Слушай все по порядку. Вернулся я из госпиталя в наше Чистоозерье. Куда идти? Пошел в районо: все же учитель я. И в тот же день получил приказ: «Назначить Сергея Петровича Лебедева, имеющего педагогическое образование, директором Рябиновского детского дома, эвакуированного из Ленинграда…» Образование, действительно, педагогическое, как ты знаешь. Но директор детского дома… Какой же я директор? Кто меня учил директорствовать?
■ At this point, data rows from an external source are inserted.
PR #354, opened 2021-09-13
Change topLevelPaths option to take a regexp pattern

rockwotj:
This allows for local imports like ../../resources/styled where the relative path changes so the existing pattern doesn't work.


probablyup (approved):

agriffis:
This change resulted in some fallout, see https://github.com/styled-components/styled-components/issues/3635

Regexes are more powerful, but more confusing and prone to error. Either of the other suggestions (picomatch or typed objs) would have been a better approach, and would have avoided the breaking change.

As an example of prone to error, this PR uses `re.test` which isn't anchored, so now strings in `topLevelImportPaths` get converted to patterns that match anywhere in the input. The modified test even demonstrates the potential for mistakes:

           "@xstyled/styled-components/*"

This pattern uses `*` instead of `.*` but it matches `'@xstyled/styled-components/test'` anyway because `re.test` isn't anchored.

@rockwotj @probablyup It seems clear that pinning `styled-components` to version 1 of `babel-plugin-styled-components` isn't the best fix, even if it's a temporary workaround for the linked issue. Do you have thoughts on the best path forward?

PR #359, opened 2021-11-21
handle complex expressions inside CSS prop object syntax

### LINKED ISSUE #352: Usage of css prop broken in 1.13.2
Hi,

Upgrading this library from v1.12.0 to v1.13.2 is breaking my app builds. I've pinned it down to a specific component that it's using the `css` prop as follows:
```
const MyComponent = ({ width, ...props }) => {
  return (
    <ThirdPartyComponent css={{ width: width ? `${width}px` : '100%' }} {...props} />;
  );
};
```
For the record, the issue still happens when using an HTML tag (i.e. `div`) instead of a custom `ThirdPartyComponent`.

Is this a bug or is it intended behaviour after the upgrade?

**Note:** I'm building my application with the latest versions of Webpack 5 and Babel 7, and using styled-components@5.2.3

probablyup:
fixes #352

### DIFF
--- a/src/visitors/transpileCssProp.js
+++ b/src/visitors/transpileCssProp.js
@@ -224,58 +224,18 @@ export default t => (path, state) => {
       ) {
         replaceObjectWithPropFunction = true
 
-        if (
-          // handle tricky expressions
-          t.isConditionalExpression(property.value) ||
-          t.isLogicalExpression(property.value)
-        ) {
-          const jSXIdentifier = getLocalIdentifier(path)
-          const injectedIdentifier = getLocalIdentifier(path)
+        const identifier = getLocalIdentifier(path)
 
-          let insertionPoint = elem
-
-          while (insertionPoint.key !== 'body') {
-            insertionPoint = insertionPoint.parentPath
-          }
-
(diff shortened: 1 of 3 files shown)


klarstrup:
One of these changes broke my thing that isn't using the object syntax, I hope to find out more later but just an immediate FYI

probablyup:
@klarstrup must be something to do with this change: https://github.com/styled-components/babel-plugin-styled-components/pull/359/files#diff-ef6a6ffba3d725918f184d76241892f9e7ac878aa3891cce860feea7648794b3L125

If you can come up with an example of the syntax that triggers the error, would appreciate it.

klarstrup:
You'll have to excuse the cobbled together repro but here you see the problem at a glance:

v2.0.1
image

v2.0.0
image

klarstrup:
So in short there's an issue of spread `...props` disappearing when combined with `css` within a render prop (but this also happens if one copies out the render prop function into for example a `useMemo`)

klarstrup:
fix is in btw https://github.com/styled-components/babel-plugin-styled-components/pull/361

Issue #424, opened 2024-07-02
[FEATURE] Implementing proper routes for user and chapters on the platform


mngshm:
### Feature description

There is a lot of confusion between the routes of a user profile and a chapter profile.

harshtandiya:
Let's have users under `/u/`, ex: `fossunited.org/u/harsh` ?

For cities, we can either have them as they are currently, i.e, `fossunited.org/<city_name>` or we can move them under `/c/`. Thoughts on this?

rahulporuri:
- `/u/` or `/user/` for individual users
- `/c/` or `/community/` for communities, city chapters & student clubs e.g. `/community/hyderabad` and `/community/iiit-kalyani`. i don't think the URLs need to differentiate between them

harshtandiya:
I think having the cities at the top level without `/c/` would work too. Cities are limited anyway. For student clubs, we should indeed move them under `/c/` imo.

After the refactor of chapter routes, the event routes for City Chapters can be made to be like this:
`fossunited.org/bengaluru/2024/june`

or if we go with `/c/` for city communities too:
`fossunited.org/c/bengaluru/2024/june`


For clubs it can be under `/events/` or we can change it to be under the chapter's path:
`fossunited.org/c/iiit-kalyani/linux-installation-2024/`
`fossunited.org/c/iiit-kalyani/2024/catch-the-flag`

I need help to have more clarity on this.


Pros for having cities on top level:
- Easier to access chapter pages
- Shorter routes for events

Cons:
- More code to handle different cases but manageable

rahulporuri:
> I think having the cities at the top level without /c/ would work too. Cities are limited anyway. For student clubs, we should indeed move them under /c/ IMO.

I would prefer strictly namespacing the cities now, while we're making the changes. Cities are limited but we could have 100s of city chapter a decade from now, in different stages of activity

> After the refactor of chapter routes, the event routes for City Chapters can be made to be like this:

for the events, I would recommend the format `/c/<chapter-identifier>/year/<event-identifier>` - the chapter identifiers have to be unique i.e. a city chapter will use the city name and clubs in the city will use the college name. the event identifiers have to also be unique e.g. month name if only one event happens per month or unique identifiers like mini hackathon, cityfoss, x workshop, etc.

@captn3m0 thoughts?

captn3m0:
[...]

PR #644, opened 2024-09-28
REFACTOR!: chapter & event routes

harshtandiya:
- [x] ⚙️Chore
- [x] 🧑‍💻Refactor

## Description

See: #332 & #424 

There have been discussions of refactoring the chapter routes to come under `/c/`.
This means that what previously would be something like `fossunited.org/hyderabad` would change to become `fossunited.org/c/hyderabad`. 
Similarly, refactoring the events routes from `/event` to come under the chapter's route made more sense. 
Currently, all events are named in such a way: `fossunited.org/event/hyd-sep-2024`. But this PR changes that to be something of this pattern: `fossunited.org/c/hyderabad/2024/sep`

These are the formats followed:
- For Chapter: `/c/<chapter_slug>`
- For Event: `/c/<chapter_slug>/<event_permalink>`

---

Additionally:
- Removed the validations which were stopping organizers from adding `/` in permalinks. This will enable a greater sense of freedom in cause of event routes.
- Added a couple of tests for the new routes. Which ensures that no two events in a chapter have same kind of routes
- Routing was breaking for CFP All & Schedule dashboard pages, this PR fixes that.
- CFP & RSVP submission page was breaking, fixed that too.

## Related Issues & Docs
#424 

image

### DIFF
--- a/dashboard/src/components/CopyToClipboardButton.vue
+++ b/dashboard/src/components/CopyToClipboardButton.vue
@@ -1,0 +1,27 @@
+<template>
+  <Tooltip :text="tooltipText">
+    <Button icon="copy" class="w-4" variant="ghost" @click="handleCopy" />
+  </Tooltip>
+</template>
+<script setup>
+import { Tooltip } from 'frappe-ui'
+import { copyToClipboard } from '@/helpers/utils'
+import { ref } from 'vue'
+
+const tooltipText = ref('Copy to clipboard')
+
+const props = defineProps({
+  value: {
+    type: String,
+    required: true,
+  },
+})
+
+const handleCopy = () => {
+  copyToClipboard(props.value)
+  tooltipText.value = 'Copied!'
+  setTimeout(() => {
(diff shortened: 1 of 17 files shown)


rahulporuri:
@harshtandiya CI seems to be failing. can you take a look? I will do a shallow review in the meanwhile

rahulporuri:
As discussed in the daily tech standup, we want to implement redirects for all of the existing URLs to ensure that the existing URLs don't break - but we will also notify the community that the redirect will only work temporarily (e.g. one month or until end of year) and the old URLs will not work after the duration.

harshtandiya:
@rahulporuri 

We should add redirects for the live events. That can only be done after this update is merged and deployed. 

For all the other past events, I think we should just go ahead and change the routes for them. Past events can be found from the event timeline and chapter pages anyways, so this should be good to go ahead with

rahulporuri (approved):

Когда ампутировали руку и пальцы на ногах, врач сказал: «Вы можете работать. Конечно, без перегрузок. Берегите себя». А тут, в Чистоозерье, сразу директором назначили. Не откажешься. Секретарь райкома, седой, со шрамом во всю щеку, когда я ходил к нему на беседу, сказал: «Искалечил Гитлер ребятишек, как, впрочем, и всех нас. Но кто же будет с ними возиться?» И я обиделся: «С упреков начинаете. Будто я в тепло прошусь». — «Ты потише. Не кипятись. Поезжай в Рябиновку. Командуй. Но учти — отец ты для них, и мать, и вся родня. Понятно? Ну, счастливо тебе».
Скажу тебе, Павел, что здесь, в тылу, пожалуй, тяжелее, чем на фронте… Поехал в Рябиновку, посмотрел на своих воспитанников и воспитателей — сердце замерзло. Под спальни старая церковь отведена. До этого пшеницу в нее ссыпали. Холодно. Железные печки. Да разве церковь натопишь… Посидел я в своей детдомовской бухгалтерии, посчитал, сколько деньжонок надо, чтобы мало-мальски сносно ребятишек держать, пошел в сельсовет… Смотрю, мои детдомовцы прут в столовую… Впереди вожак, рыжий парень, бьет себя по животу: «Нам не надо барабан…» Остановил их. «А ну, возвращайтесь. Постройтесь, как положено, потом в столовую. Пример надо показывать, ленинградцы!» Вернулись они в общежитие, а я перешел на другую сторону лога, к сельсовету. Остановился. Слышу кричат: «Зараза! Тебе одну руку вывернули, мы другую вывернем!» Не помню, как и дошел обратно до общежития. Завел всех в коридор, построил в две шеренги. «Дайте стул!» — кричу. Принесли стул. Сел я перед строем и говорю: «Не только руку потерял я на фронте, а и ноги. Вот, смотрите!» Снял валенки, показал култышки. «А еще, — говорю, — друзей я там многих оставил. Полегли за нашу с вами Родину. Может, даже и отцы ваши!» Замерли мои хлопцы. Ни звука. Будто никого нет в коридоре. Ну, а потом я вскипел: «Кто хочет мне последнюю руку обломить, пусть выйдет из строя. Ну!»
Минут пять молчали, Потом выпихнули того рыжего, который был выше и здоровее всех. Подковылял я к нему и правой, протезной, влепил оплеуху.
«Вы думаете, куда я шел сейчас? — спрашиваю. — В сельсовет, денег нам с вами надо подзаработать и еще выпросить, чтобы жить нормально. А вы — руки вывернем!»
Так и началось мое знакомство с ленинградскими «трудновоспитуемыми» ребятишками. Как отнеслись ко мне мои воспитанники? Одобрительно. Тот самый рыжий, Шурка Зуборез, на другой день пришел ко мне в кабинет и просит: «Бей еще, директор. Так пацаны решили. Не знал я, кто ты такой, а надо было знать. Бей!» И плакал Шурка горько. Немцы повесили у него мать, а отец погиб под Пулковом.